What the exercise asks: The lines from the top of the data down to the line with "The catalog publishes" should be repeated exactly, both ends included.

BEGIN Extracted entries

PR #145377, opened 2026-09-11
feat(radius): connect models with browser sign-in and native streaming

steipete:
## What Problem This Solves

OpenClaw users cannot currently select Radius models or sign in to Earendil's Radius gateway. Radius uses Pi's native message protocol, so configuring it as an OpenAI-compatible endpoint does not work.

## Why This Change Was Made

Adds a Radius provider plugin that owns device-code browser sign-in, OAuth refresh, organization API keys, authenticated model discovery, and streamed text, reasoning, and tool calls. The shared model-data contract admits `pi-messages`; the transport remains plugin-owned and uses existing provider hooks. No new dependency is needed.

The catalog publishes transport metadata before registry validation and preserves account-advertised capabilities and tiered pricing. Cold agent startup resolves models through the same reader, respecting pinned auth profiles. Streaming preserves signed content and final tool arguments, reports missing terminal events as failures, and releases responses on completion or cancellation.

The provider page documents setup, model selection, billing, troubleshooting, and the boundary with Radius's optional Pi extension tools. Plugin publication metadata, discovery, navigation, generated inventory/reference, and labels are wired. The configuration inventory adds the same 21 standard plugin controls used by other plugins.

## User Impact

Users can sign in with `openclaw models auth login --provider radius --method oauth --set-default`, use an organization API key or `RADIUS_API_KEY`, and select account-visible `radius/<model>` entries. Setup recommends `radius/balanced` when available and otherwise the first available model. Organization routing, rewrite policies, model access, and credits apply normally.

Release preflight stamps the plugin API/build version to the release containing Radius. Package peers, installation, and loading enforce that supporting-host requirement. The unstamped source package is not qualified for older hosts. Existing provider API values, model overrides, and defaults are preserved.

## Evidence

- Official contracts inspected: [Radius provider](https://github.com/earendil-works/pi/blob/main/packages/ai/src/providers/radius.ts), [native protocol](https://github.com/earendil-works/pi/blob/main/packages/ai/src/api/pi-messages.ts), [OAuth](https://github.com/earendil-works/pi/blob/main/packages/ai/src/auth/oauth/radius.ts), and [Radius documentation](https://radius.earendil.com/docs).
[...]

PR #145565, opened 2026-09-12
fix(radius): Claude requests fail with thinking disabled

steipete:
Related: #145377

## What Problem This Solves

Fixes an issue where users running Radius Claude models with thinking disabled receive an upstream `max_tokens: Input should be a valid integer` error instead of a reply. A live sweep of Radius's 28 advertised entries reproduced this for Haiku 4.5, Opus 4.1/4.5, and Sonnet 4/4.5.

## Why This Change Was Made

Radius's native Pi protocol represents disabled reasoning by omitting the option. OpenClaw's adapter forwarded its explicit `off` value instead. Pi's older Anthropic budget path has no budget for that value and produces a non-finite output limit.

Normalize only `off` to an omitted field at the Radius transport boundary, matching [Pi's agent contract](https://github.com/earendil-works/pi/blob/main/packages/agent/src/agent.ts). Explicit enabled reasoning, numeric output caps, authentication, and all other request options remain unchanged.

## User Impact

Radius requests with thinking disabled no longer fail because of malformed thinking/output budgets. The correction stays inside the Radius plugin; shared reasoning semantics and other providers are unchanged.

## Evidence

- Baseline live sweep: 23 of 28 entries completed a streamed model-to-read-tool-to-model round trip; five older Claude entries failed with the same integer-schema error.
- New wire-contract regression fails before the fix because the JSON payload contains `reasoning: "off"`; after the fix it is omitted and `maxTokens: 1024` remains numeric. The existing signed-stream case preserves coverage for explicit `high` reasoning and other native options.
- All 41 Radius tests passed. The selected changed-file checks passed, including extension/test typechecks, lint, formatting, plugin boundaries, dead exports, and import cycles.
- Independent P0-P2 review is clean.
- The corrected live run already proves Haiku 4.5, Opus 4.5, and Sonnet 4.5 complete their tool round trips. Opus 4.1 and Sonnet 4 now reach a distinct upstream model-not-found response despite being advertised by Radius; the plugin preserves those service-owned catalog entries and surfaces their error.
- Completed corrected live sweep: **26/28 passed**, each with native streaming, a real read-tool round trip, exact synthetic file output, and no fallback. The only remaining failures are the two upstream model-not-found responses above. Test conditions stayed the same: thinking off, a 1,024-token output cap, and isolated state. Corrected sweep reported usage was $0.32388551. [Required exact-head CI passed](https://github.com/openclaw/openclaw/actions/runs/34670505166).

### DIFF
--- a/extensions/radius/stream.test.ts
+++ b/extensions/radius/stream.test.ts
@@ -75,6 +75,20 @@ beforeEach(() => {
 });
 
 describe("Radius native message transport", () => {
+  it("omits disabled reasoning from Pi requests without changing the output cap", async () => {
+    fetchMock.mockResolvedValue(response([{ type: "done", reason: "stop", usage }]));
+    await createRadiusStreamFn()(model, context, {
+      ...options,
+      reasoning: "off",
+      maxTokens: 1024,
+    }).result();
+    expect(await new Response(fetchMock.mock.calls[0]![1]?.body).json()).toEqual({
+      model: model.id,
+      context,
+      options: { maxTokens: 1024 },
+    });
+  });
+
   it("bounds large-tool preview work while emitting every delta and the final arguments", async () => {
     const toolArguments = { content: "a".repeat(100_000) };
     const json = JSON.stringify(toolArguments);
--- a/extensions/radius/stream.ts
+++ b/extensions/radius/stream.ts
@@ -283,7 +283,8 @@ export function createRadiusStreamFn(): StreamFunction<string, RadiusStreamOptio
           options: {
             temperature: options.temperature,
             maxTokens: options.maxTokens,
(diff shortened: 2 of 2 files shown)


steipete:
Merged via squash.

- Prepared head SHA: [fa1feba154a5258e443d54aad56d4abc489fea5b](https://github.com/openclaw/openclaw/pull/145565/commits/fa1feba154a5258e443d54aad56d4abc489fea5b)
- Landed commit: [99e963cb1ab9c97f44154929d3a98cb851f39bc9](https://github.com/openclaw/openclaw/commit/99e963cb1ab9c97f44154929d3a98cb851f39bc9)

END Extracted entries

Final answer:
PR #145377, opened 2026-09-11
feat(radius): connect models with browser sign-in and native streaming

steipete:
## What Problem This Solves

OpenClaw users cannot currently select Radius models or sign in to Earendil's Radius gateway. Radius uses Pi's native message protocol, so configuring it as an OpenAI-compatible endpoint does not work.

## Why This Change Was Made

Adds a Radius provider plugin that owns device-code browser sign-in, OAuth refresh, organization API keys, authenticated model discovery, and streamed text, reasoning, and tool calls. The shared model-data contract admits `pi-messages`; the transport remains plugin-owned and uses existing provider hooks. No new dependency is needed.

The catalog publishes transport metadata before registry validation and preserves account-advertised capabilities and tiered pricing. Cold agent startup resolves models through the same reader, respecting pinned auth profiles. Streaming preserves signed content and final tool arguments, reports missing terminal events as failures, and releases responses on completion or cancellation.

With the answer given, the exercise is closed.